What you will do: Find how many lines below mention "enabled". Nothing but the number is needed.

Data:
PR #1789, opened 2020-11-15
Fixes image not scaling dynamically 

### LINKED ISSUE #1777: Image not scaling dynamically

```
Python 3.9.0

bokeh==2.2.3
notebook==5.7.9
panel==0.10.1

macOS Catalina 10.15.7

Chrome 85.0.4183.121
```

##### Expected

I should be able to scale image up and down dynamically in Jupyter Notebook and using the standalone server.

##### Observed

In the notebook, I'm able to scale up and down <= 300 width. I can't make the image larger than 300 pixels wide.

Using the standalone server, it looks like it scales just once (either up or down) and then gets stuck.

```python
import panel as pn

def panel_logo(width=300):
    # also happens with .jpg
    return pn.panel("https://panel.holoviz.org/_static/logo_stacked.png", width=width)

pn.interact(panel_logo)
```

Hoxbro:
Fixes #1777

animated

### DIFF
--- a/panel/pane/image.py
+++ b/panel/pane/image.py
@@ -42,7 +42,7 @@ class ImageBase(DivPaneBase):
 
     imgtype = 'None'
 
-    _rerender_params = ['alt_text', 'link_url', 'embed', 'object', 'style']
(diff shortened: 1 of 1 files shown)


philippjfr:
Thanks @Hoxbro, appreciate it!

PR #1799, opened 2020-11-21
added harware_automation.ipynb streaming example

kaseyrussell:
Here's a streaming example (as suggested by @MarcSkovMadsen) from my post on [discourse.holoviz](https://discourse.holoviz.org/t/how-to-gui-for-hardware-automation-scientific-instrument-control/1445/3). Please let me know what you think.

### DIFF
--- a/examples/gallery/streaming/hardware_automation.ipynb
+++ b/examples/gallery/streaming/hardware_automation.ipynb
@@ -1,0 +1,210 @@
+{
+ "cells": [
+  {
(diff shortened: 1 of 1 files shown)


philippjfr:
Thanks @kaseyrussell, looks great! I'll merge and may make some small edits later. I think adding a streaming section is a good idea but we'll want to add more examples so this one doesn't look quite so lonely :)

PR #1800, opened 2020-11-22
Add throttled argument to pn.param widgets parameter

Hoxbro:
The reason for this PR it is hard to incorporate `value_throttled` for sliders into a parametrized class. 
This will add the possibility to add a `throttled` argument to pn.param `widgets` argument. So the following is possible:

``` python
import param
import panel as pn


class A(param.Parameterized):
    value_ = param.Range(
        default=(100, 250),
        bounds=(0, 250),
    )
    
    value_throttled_ = param.Range(
        default=(100, 250),
        bounds=(0, 250),
    )
  
    def __init__(self, **params):
        super().__init__(**params)
        widgets = {
            "value_": pn.widgets.IntRangeSlider,
            "value_throttled_": {
                "type": pn.widgets.IntRangeSlider,
                "throttled": True
            },
        }
        self.controls = pn.Param(self, widgets=widgets)

    @param.depends("controls")
    def calculation(self):
        return self.value_, self.value_throttled_


a = A()
pn.Column(a.controls, a.calculation)
```

screen

To get this to work I'm changing the param object from linking with `value` to linking with `value_throttled` of the slider and vice versa. This is only done if `throttled` is enabled and the widget contains the attribute `value_throttled`. 

This is the reason why the unit test without `throttled` enabled is on `value` and with `throttled` enabled is on `value_throttled`.

I hope that the configuration of `throttled` is done as mentioned [here](https://github.com/holoviz/panel/pull/1754#issuecomment-729053796). 

If there is a better way to implement this, this PR can be closed. 

TODO:
- [ ] I need some guidance if I need to add more to the unit test. 
- [x] Add some documentation for this feature. I think it properly should be located [here](https://panel.holoviz.org/reference/panes/Param.html#panes-gallery-param).

### DIFF
--- a/examples/reference/panes/Param.ipynb
+++ b/examples/reference/panes/Param.ipynb
@@ -47,6 +47,7 @@
    "cell_type": "markdown",
    "metadata": {},
    "source": [
+    "## Model building\n",
     "Let's build a model of a cycling Athlete and her PowerCurve. \n",
     "\n",
     "The PowerCurve is a recording of her maximum power output in Watt per kg for fixed durations of time."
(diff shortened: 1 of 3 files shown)


philippjfr:
This looks fabulous, thanks for your efforts around this!

PR #3514, opened 2022-05-12
Add pre-commit config

philippjfr:
As title says adds a pre-commit configuration file adding some basic linting rules and flake8 to pre-commit rather than running it in the linter test suite. Local setup is easy:

- Install pre-commit with `pip install pre-commit` or `conda install -c conda-forge pre-commit`
- Now run `pre-commit install` in the panel repo root directory
- Now the hooks will run before every commit

On CI the pre-commit hooks run before all the test jobs are started avoiding unnecessarily starting a bunch of jobs.


maximlt:
Excellent!

jbednar:
Can you also summarize the source code changes? What I can see on spot checks is removing trailing whitespace and adding newlines at the end of files. Anything else?

philippjfr:
That is it as far as I'm aware. pre-commit auto fixes the failures and that's the only ones that it reported.

panel/models/reactive_html.py
```diff
@@ -106,6 +106,7 @@ def handle_data(self, data):
         values_loop = re.findall(values_iter_re, data)
         items_loop = re.findall(items_iter_re, data)
         nloops = len(list_loop) + len(values_loop) + len(items_loop)
+        print(list_loop)
```
Hoxbro, line 109: Loose print statement. Wondering if pre-commit could/should catch a print statement like this?

maximlt: I've seen a pre-commit plugin that does that. There are a few other print statements in the code base, so first we'd have to check if they can be replaced by logging calls, and replace them if so.

philippjfr: Thanks @Hoxbro. Can also mark them explicitly to be ignored.

PR #3515, opened 2022-05-13
DateRangeSlider: value and value_throttled turned to DateRange Parameters

maximlt:
The `value` and `value_throttled` Parameters of the `DateRangeSlider` widget were of the Parameter type `Tuple`. This PR turns them into `DateRange` Parameters. Without that:

* their Param validation was not as strict as it could have been
* they could not be properly serialized/deserialized, i.e. Param currently doesn't serialize Parameters that contain datetime values. It will be able to serialize `DateRange` Parameters after  https://github.com/holoviz/param/pull/625 is merged, and maybe more Parameters in the future.

Before this PR the default value of `value` was `(None, None)`. This default value is not accepted by the `DateRange` Parameter that doesn't accept any `None` in the tuple it holds. The default is now `None`, which forced me to make some more changes, including no longer having the `DateRangeSlider` inheriting from `_RangeSliderBase` since it had logic that diverted from the new logic required to handle this change in default value.

Also, I noticed that before the PR it was possible to instantiate the widget without providing any parameter (e.g. without `start` or `end`). This behavior is common to a lot of widgets and is tested in the `tests/widgets/test_base.py` file. This behavior is still respected after the changed made in this PR. However, I've noticed that not providing the `start` or `end` parameters did come with some issues, even if the widget could be instantiated it could never be rendered, Bokeh needs the start/end properties to be set. This should probably be better handled (in another PR!), for now I've just added a warning when start or end aren't set on instantiation.

### DIFF
--- a/panel/widgets/slider.py
+++ b/panel/widgets/slider.py
@@ -574,10 +574,10 @@ class IntRangeSlider(RangeSlider):
         return msg
 
 
-class DateRangeSlider(_RangeSliderBase):
+class DateRangeSlider(_SliderBase):
     """
     The DateRangeSlider widget allows selecting a date range using a
-    slider with two handles. Supports datetime.datetime, datetime.data
+    slider with two handles. Supports datetime.datetime, datetime.date
     and np.datetime64 ranges.
 
     Reference: https://panel.holoviz.org/reference/widgets/DateRangeSlider.html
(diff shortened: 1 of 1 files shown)


panel/widgets/slider.py
```diff
@@ -594,8 +594,8 @@ class DateRangeSlider(_RangeSliderBase):
     ... )
     """
 
-    value = param.Tuple(default=(None, None), length=2, doc=
-        """The selected range as a tuple of values. Updated when one of the handles is
+    value = param.DateRange(default=None, doc="""
+        The selected range as a tuple of values. Updated when one of the handles is
```
philippjfr, line 598: Don't you also have to update `value_throttled`?

maximlt: You're right I missed it thanks for the catch! I'll fix that.

maximlt: I had not yet changed it, I'll submit another PR.

philippjfr: Sorry!

PR #3523, opened 2022-05-16
PANEL_COOKIE_SECRET not verified correctly

govinda18:
Some env variables such as PANEL_COOKIE_SECRET and PANEL_OAUTH_ENCRYPTION are not being verified correctly. This commit fixes that.

Issue#3524

### DIFF
--- a/panel/command/serve.py
+++ b/panel/command/serve.py
@@ -406,7 +406,7 @@ class Serve(_BkServe):
                         "base64-encoded bytes."
                     )
                 config.oauth_encryption_key = encryption_key
-            else:
+            elif not config.oauth_encryption_key:
                 print("WARNING: OAuth has not been configured with an "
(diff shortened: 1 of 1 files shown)


panel/command/serve.py
```diff
@@ -406,7 +406,7 @@ def customize_kwargs(self, args, server_kwargs):
                         "base64-encoded bytes."
                     )
                 config.oauth_encryption_key = encryption_key
-            else:
+            elif not config.oauth_encryption_key:
```
philippjfr, line 409: I agree this fix is indeed correct, but to be clear this fix is simply about the validation right? Because it has no effect on whether or not the env var is respected or not.

govinda18: Yes, I verified that they are being respected - just not verified correctly.

Updated the PR title too.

Written reply: 2